The dad from Beasts of the Southern Wild and Cotillard were probably the major actors who were snubbed. Cotillard is always good, the girl does incredibly well in roles where most other actresses would go overboard. 

Rust and Bone isn't a bad film per se but for me too much was going on in that film.


----------



## Stunna (Feb 26, 2013)

Yeah. Was that guy even invited to the ceremony?


----------



## Ennoea (Feb 26, 2013)

Yep I'm sure Morgan Freeman was there.


----------



## Stunna (Feb 26, 2013)

what**


----------



## Ennoea (Feb 26, 2013)

Wait the dad wasn't Morgan Freeman? Oh okay it must have been Will Smith then.


----------



## Rukia (Feb 26, 2013)

Stunna said:


> Yeah. Was that guy even invited to the ceremony?

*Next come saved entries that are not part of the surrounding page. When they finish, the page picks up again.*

PR #548, opened 2024-10-25
Add Gauntlet++ Op Client and Op Requests into E2E Integration Tests

chray-zhang:
### What
- Added G++ Client into E2E Tests
- Ported all legacy Gauntlet Ops to G++ ops except for Account Deploy
     - Tracking this with: https://smartcontract-it.atlassian.net/browse/NONEVM-654
- Added new configs for G++ Client

**Ops are not yet integrated into E2E Test workflow. That will be captured in this ticket: https://smartcontract-it.atlassian.net/jira/software/c/projects/NONEVM/boards/357/backlog?selectedIssue=NONEVM-291**

### Why:
https://smartcontract-it.atlassian.net/browse/NONEVM-330


ops/gauntlet/gauntlet_plus_plus_starknet.go
```diff
@@ -0,0 +1,313 @@
...
+	sgpp *StarknetGauntletPlusPlus
+)
+
+type Request struct {
+	Input map[string]any 		 `json:"input"`
+	Command string					 `json:"command"`
+}
+
+type StarknetGauntletPlusPlus struct {
+	client				*g.ClientWithResponses
```
augustbleeds: you can run linting with `make format-go` but before that it seems like you need to tidy the go mods with `make gomodtidy` ~ a version conflict came up when I did that so you just need to fix the version bumping

ops/gauntlet/gauntlet_plus_plus_starknet.go
```diff
@@ -0,0 +1,313 @@
...
+	gr      			*http.Response
+	providers 		*[]g.Provider
+}
+
+func (sgpp *StarknetGauntletPlusPlus) BuildProviders(address string, rpcUrl string, privateKey string) (*[]g.Provider) {
+	var input map[string]*interface{}
```
augustbleeds: people tend to use `any` or `interface{}` now

augustbleeds: main benefit is to make the code look more readable

ops/gauntlet/gauntlet_plus_plus_starknet.go
```diff
@@ -0,0 +1,313 @@
...
+	input = make(map[string]*interface{})
```
augustbleeds: it is probably best practice to use a new inputMap for each provider instead of passing the same input map to each one. it doesn't matter here but if you had the same keys they'd overwrite each other

ops/gauntlet/gauntlet_plus_plus_starknet.go
```diff
@@ -0,0 +1,313 @@
...
+	}
+
+	providers := []g.Provider{AccountProvider, SignerProvider, RpcProvider}
+
+	return &providers
+}
+
+// New StarknetGauntletPlusPlus creates a default g++ client with responses
+func NewStarknetGauntletPlusPlus(gauntletPPEndpoint string, rpcUrl string, address string, privateKey string) (*StarknetGauntletPlusPlus, error) {
+	fmt.Println("rpcUrl: " + rpcUrl)
```
augustbleeds: you can use the logger instead of printing it out

ops/gauntlet/gauntlet_plus_plus_starknet.go
```diff
@@ -0,0 +1,313 @@
...
+)
+
+type Request struct {
+	Input map[string]any 		 `json:"input"`
+	Command string					 `json:"command"`
+}
+
+type StarknetGauntletPlusPlus struct {
+	client				*g.ClientWithResponses
+	gr      			*http.Response
```
augustbleeds: what's `gr` stand for and where is it used? is it the acronym for "gauntlet response"?

ops/gauntlet/gauntlet_plus_plus_starknet.go
```diff
@@ -0,0 +1,313 @@
...
+			Args: &args,
+			Name: request.Command,
+		},
+	}
+
+	return &body
+}
+
+func (sgpp *StarknetGauntletPlusPlus) executeRequest(command string, inputMap map[string]interface{}) error {
+	request := Request{
```
augustbleeds: if you're doing this each time inside of an `execute*` method , I would just enforce the argument to be of Request type.

augustbleeds: you can also name this method to just `execute` since the arg is of type Request and is self-explanatory what type it expects

ops/gauntlet/gauntlet_plus_plus_starknet.go
```diff
@@ -0,0 +1,313 @@
...
+	if err != nil {
+		return err // Handle post execution error
+	}
+
+	// Show Response Status
+	log.Info().Str("Response Status:", string(response.Status())).Msg("Gauntlet++")
+	return nil
+}
+
+func (sgpp *StarknetGauntletPlusPlus) executeRequestReturnsReport(command string, inputMap map[string]interface{}) (g.Report, error) {
```
augustbleeds: if you change the parameter to just Request this function can be called `executeWithReport`

ops/gauntlet/gauntlet_plus_plus_starknet.go
```diff
@@ -0,0 +1,313 @@
...
+	headers := &g.PostExecuteParams{}
+	response, err := sgpp.client.PostExecuteWithResponse(context.Background(), headers, *body)
+	if err != nil {
+		return g.Report{}, err // Handle post execution error
+	}
+
+	return *response.JSON200, nil
+}
+
+func (sgpp *StarknetGauntletPlusPlus) executeDeployRequest(command string, inputMap map[string]interface{}) (string, error) {
```
augustbleeds: likewise, this can just be `executeDeploy` or just `deploy`

ops/gauntlet/gauntlet_plus_plus_starknet.go
```diff
@@ -0,0 +1,313 @@
...
+	if report.Output != nil {
+		// Attempt to assert the Output as a map
+		if outputMap, ok := (*report.Output).(map[string]interface{}); ok {
+			if value, exists := outputMap[key]; exists {
+				// Assert value to a string
+				if strValue, ok := value.(string); ok {
+					fmt.Println("Value:", strValue)
+					return strValue
+				} else {
+					fmt.Println("Value is not of type string")
```
augustbleeds: will the code function work properly if it doesn't find the value? i'd think no, since you'd be missing info that the tests are dependent on.

so, instead of just printing out the issue, you can return an error here

so you'll change your return type of the method to `string, error` 

and in the function that calls ExtractValueFromResponseBody you check if there is an error. If so, you can log the error and either bubble the error up or just do nothing depending on what behavior you want. In this case, I think we should probably bubble the error up since we expect to get a value

ops/gauntlet/gauntlet_plus_plus_starknet.go
chray-zhang: Yup. Do you think I should expand it to `response`?

ops/gauntlet/gauntlet_plus_plus_starknet.go
chray-zhang: >people tend to use any or interface{} now

g.Provider requires input to be of type `*map[string]interface{}`

So I have to pass in some sort of pointer

chray-zhang: I'll clean it up and push a revision

ops/gauntlet/gauntlet_plus_plus_starknet.go
chray-zhang: Added better error catching

augustbleeds:
looks good! now we're just waiting for the github token to pull in the private go modules

.github/actions/build-test-image/action.yml
```diff
@@ -32,6 +35,11 @@ runs:
         tag: ${{ inputs.tag }}
         AWS_REGION: ${{ inputs.QA_AWS_REGION }}
         AWS_ROLE_TO_ASSUME: ${{ inputs.QA_AWS_ROLE_TO_ASSUME }}
+    - name: Setup Go with private repo access
```
augustbleeds, line 38: because you do this step a couple times, let's roll it up into it's on github action in the local .github repo

.github/workflows/golangci-lint.yml
```diff
@@ -74,10 +89,25 @@ jobs:
...
     name: Golang Lint Integration Tests
     runs-on: ubuntu-latest
+    permissions:
+      id-token: write
+      contents: read
     needs: [golangci-lint-version]
     steps:
       - name: Checkout sources
         uses: actions/checkout@b4ffde65f46336ab88eb53be808477a3936bae11 # v4.1.1
+      - name: Setup GitHub Token
```
augustbleeds, line 98: this as well (making it into its own github action)

.golangci.yml
```diff
@@ -147,4 +147,9 @@ issues:
     - path: test
       text: "^G404:"
       linters:
-        - gosec
\ No newline at end of file
+        - gosec
+    # TODO: re-add gpp op file once we integrate into workflows
```
augustbleeds, line 151: can this todo be deleted?

chray-zhang: No it fails the linter because those ops are still not used in the workflow. That'll be in the next PR after this [one](https://github.com/smartcontractkit/chainlink-starknet/pull/550) is merged

augustbleeds (approved):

Yeah.  He was walking with the daughter of Jamie Foxx for some reason.


----------



## Stunna (Feb 26, 2013)

He hit that.


----------



## Ennoea (Feb 26, 2013)

Nah I'm sure Morgan Freeman already has a young thing, isn't he dating his step daughter.


----------



## Rukia (Feb 26, 2013)

Isn't Morgan Freeman dead?


----------



## Ennoea (Feb 26, 2013)

Nah I think he's in prison for killing his girlfriend. Didn't they find his glove or something.


----------



## Rukia (Feb 26, 2013)

No.  He had a heart issue or something.  Definitely dead.  I saw him during the Oscar's in memoriam segment.


----------



## Ennoea (Feb 26, 2013)

That's sad. We won't see Freeman play the same character again and again.


----------



## Grape (Feb 26, 2013)

Morgan Freeman will never die.


----------



## Jay. (Feb 26, 2013)

You guys are horrible homo sarpiens.


I don't know where to start negging.


----------



## Stunna (Feb 26, 2013)

GK copying Para's style.


----------



## Grape (Feb 26, 2013)

I liked The Master before it was cool.


----------



## Parallax (Feb 26, 2013)

GK was copying me?

This last page has devolved into straight racism :|


----------



## Stunna (Feb 26, 2013)

No, because you have no avatar and a single unedited picture in your sig.


----------



## Jay. (Feb 26, 2013)

Best part of the oscars was Jack Nicholson's reaction to Christoph Waltz winning


----------



## Stunna (Feb 26, 2013)




----------



## TylerDurden (Feb 26, 2013)

u don't like The Master now GK?


----------



## Bender (Feb 26, 2013)

Stunna said:


>


----------



## heavy_rasengan (Feb 26, 2013)

Ennoea said:


> Forgotten by the masses maybe but it'll be an eventual classic.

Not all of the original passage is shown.